Ver­mont doesn’t im­me­di­ately stand out as top pickup op­por­tun­ity giv­en its pre­dilec­tion for re­peatedly elect­ing lib­er­als, but Bernie Sanders’s home state also has a pen­chant for elect­ing mod­er­ate Re­pub­lic­an gov­ernors. Lt. Gov. Phil Scott’s nom­in­a­tion last month was cru­cial to the GOP’s hopes there. Demo­crats have been quick to tie Scott to the na­tion­al GOP’s can­did­ates and plat­form, but the Re­pub­lic­an Gov­ernors As­so­ci­ation has pushed out mul­tiple TV ads boost­ing the mod­er­ate busi­ness­man.

5. Indiana - Open (R) (5)

This race heated up when Mike Pence ac­cep­ted the vice pres­id­en­tial nom­in­a­tion. Pence’s newly ap­poin­ted lieu­ten­ant gov­ernor, long­time party op­er­at­ive Eric Hol­comb, has been slow to in­tro­duce him­self to voters and is han­di­capped by low name ID, lack of ac­cess to Pence’s prom­ised cam­paign cof­fers, and his ties to the po­lar­iz­ing vice pres­id­en­tial nom­in­ee. But Demo­crat John Gregg is sim­il­arly un­known, des­pite run­ning for gov­ernor in 2012. Gregg en­joys an early lead in head-to-head polling, and the com­pany of a re­in­vig­or­ated cam­paign to re­place Sen. Dan Coats, but In­di­ana is still Re­pub­lic­ans’ to lose.
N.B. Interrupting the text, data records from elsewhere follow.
Issue #106, opened 2019-07-21
Add Timer::stop


PvdBerg1998:
Please expose a way to stop a timer. Even better would be a way to init a timer without starting it.
The pause line, located at https://docs.rs/stm32f4xx-hal/0.5.0/src/stm32f4xx_hal/timer.rs.html#210-231 could be extracted if I'm correct. The stm32f1xx hal (originally by japaric) already does this: https://docs.rs/stm32f1xx-hal/0.3.0/src/stm32f1xx_hal/timer.rs.html#149.

MarcoIeni:
I noticed that the `Cancel` trait exists in the [timer](https://docs.rs/crate/embedded-hal/0.2.3/source/src/timer.rs) API. Maybe for this function we should implement it?

therealprof:
@MarcoIeni Sounds like a good idea. Want to give it a shot?

MarcoIeni:
Yes, I will try to work on this :)

MarcoIeni:
A way to stop a timer has been provided by #137 and #148.

> Even better would be a way to init a timer without starting it.

Should we do this? Otherwise we can close this issue.

PR #137, opened 2020-03-27
Implement Cancel trait for Timer<SYST>

MarcoIeni:
This partially solves #106, because only I implemented `cancel()` only for `Timer<SYST>`. I would like to implement `Timer<$TIM>` once this is approved.

The error `Disabled` is returned because the timer [documentation](https://docs.rs/crate/embedded-hal/0.2.3/source/src/timer.rs) says:

> An error will be returned if the countdown has already been canceled or was never started.

## example

I added an example that shows how `cancel()` works, but I have a question: why the example doesn't work if I remove `use embedded_hal::timer::Cancel;`? For example the `wait()` function works even if CountDown is not imported explicitly.


MarcoIeni:
The `disable_counter()` is also used [here](https://docs.rs/stm32f1xx-hal/0.5.3/src/stm32f1xx_hal/timer.rs.html#248)

therealprof:
Thanks for the PR.

> I added an example that shows how cancel() works, but I have a question: why the example doesn't work if I remove use embedded_hal::timer::Cancel;? For example the wait() function works even if CountDown is not imported explicitly.

Maybe `embedded_hal::timer::Cancel` is not in the prelude of `embedded-hal`? We can always add it to this crates prelude so at least that should work nicely.

Other than that looks good to me but I need to take a closer look.

therealprof:
@MarcoIeni Sorry for taking so long until I got it. Looks good to me but would you please add a CHANGELOG entry for that?

MarcoIeni:
on my machine formatting looks good, I have rust 1.43 and `cargo fmt --all -- --check` succeeds.
There is an error in the CI or am I missing something?

therealprof:
Not sure but this rustfmt decided that the order should be different. Looks good though.

PR #1221, opened 2021-01-12
feat(cloud-crawler): SimpleCrawlerEngine implementation

pownkel:
#### Description of changes

Implement SimpleCrawlerEngine
- Discover Urls on the page provided
- Return list of urls discovered
- Add crawl options for puppeteer page and discoveryPatternUrl (url to be used in discovery pattern generation)

#### Pull request checklist

- [x] Addresses an existing issue: Fixes #1807310

### DIFF
--- a/packages/crawler/src/crawler/simple-crawler-engine.spec.ts
+++ b/packages/crawler/src/crawler/simple-crawler-engine.spec.ts
@@ -10,7 +10,7 @@ import { WebDriver } from 'scanner-global-library';
 
 import { IMock, It, Mock } from 'typemoq';
 import { ApifyResourceCreator } from '../apify/apify-resource-creator';
-import { RequestProcessor } from '../page-processors/request-processor';
+import { CrawlRequestProcessor } from '../page-processors/crawl-request-processor';
 import { UrlCollectionRequestProcessor } from '../page-processors/url-collection-request-processor';
 import { CrawlerRunOptions } from '../types/crawler-run-options';
 import { ApifyRequestQueueProvider } from '../types/ioc-types';
@@ -38,7 +38,7 @@ describe(SimpleCrawlerEngine, () => {
         handleRequest: () => null,
         handleFailedRequest: () => null,
         getResults: () => crawlResults,
-    } as RequestProcessor;
+    } as CrawlRequestProcessor;
 
     beforeEach(() => {
         requestQueueStub = {} as Apify.RequestQueue;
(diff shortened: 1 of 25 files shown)


packages/crawler/src/crawler/simple-crawler-engine.spec.ts
```diff
@@ -2,28 +2,164 @@
...
+        setupEnqueueLinks();
+
+        const expectedUrls: string[] = crawlResults;
 
         const discoveredUrls = await testSubject.start(crawlerRunOptions);
 
         expect(discoveredUrls).toEqual(expectedUrls);
     });
+
+    it.skip('run e2e website crawl', async () => {
```
RobGallo, line 101: was .skip purposly left in the PR?

pownkel: Yes, this test creates all the dependencies of the crawler instead of mocking them and runs it end-to-end on a real site. It's marked as skip because we probably don't want to do this in the build/test pipeline, but I left the code in for manual local testing if we need it.

packages/crawler/src/page-processors/request-processor.ts
```diff
@@ -0,0 +1,10 @@
+// Copyright (c) Microsoft Corporation. All rights reserved.
+// Licensed under the MIT License.
+
+import Apify from 'apify';
+
+export interface RequestProcessor {
```
RobGallo, line 6: Perhaps give this a less generic name like CrawlRequestProcessor?

packages/crawler/src/page-processors/request-processor.ts
```diff
@@ -0,0 +1,10 @@
...
+    handleRequest(inputs: Apify.HandleRequestInputs): Promise<void>;
```
RobGallo, line 7: Perhaps give this a name like handleSuccessfulRequest to make it symetrical with handleFailedRequest?

RobGallo (approved):
LGTM! A few knits which you can take or leave.

packages/crawler/src/page-processors/request-processor.ts
pownkel: I'm not sure if handleSuccessfulRequest would be an accurate name, handleFailedRequest is called on an error in handleRequest so there's no guarantee that the request is successful. Maybe renaming handleFailedRequest to handleError would be clearer?

RobGallo: How about handleRequestError?

RobGallo (approved):

PR #1237, opened 2021-01-19
feat(cloud-crawler): expose underlying puppeteer page to Runner

pownkel:
#### Description of changes

- Separate page scanning from page navigation
- Expose the underlying puppeteer page so we can access it when crawling
- Move Page from Scanner into Runner, so it can be passed to the crawler when we add that step

#### Pull request checklist

- [x] Addresses an existing issue: #1808725


brocktaylor7 (approved):
LGTM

6. West Virginia - Open (D) (1)

The race to re­place term-lim­ited Gov. Earl Ray Tomblin star­ted as Re­pub­lic­ans’ most prom­ising tar­get. It could still be, but Re­pub­lic­an Bill Cole has yet to prove he can cap­it­al­ize on the state’s fa­vor­it­ism for his party in the face of a new­found polit­ic­al jug­ger­naut, Demo­crat­ic coal mag­nate Jim Justice, who con­sist­ently leads in pub­lic polling and fun­drais­ing. Justice’s deep pock­ets, fa­vor­able cov­er­age dur­ing dev­ast­at­ing floods, and Joe Manchin-like mod­er­a­tion are not to be un­der­es­tim­ated.

7. Montana - Steve Bullock (D) (6)

A host of caveats ap­ply to this race, where there has been no cred­ible pub­lic polling. But Bul­lock is do­ing everything right to win a second term. He leads wealthy Re­pub­lic­an tech en­tre­pren­eur Greg Gi­an­forte in fun­drais­ing, though Gi­an­forte is keep­ing pace by self-fund­ing. Bul­lock and Gi­an­forte have mu­tu­ally agreed to keep the race di­vorced from na­tion­al trends, a boon for Bul­lock in red Montana.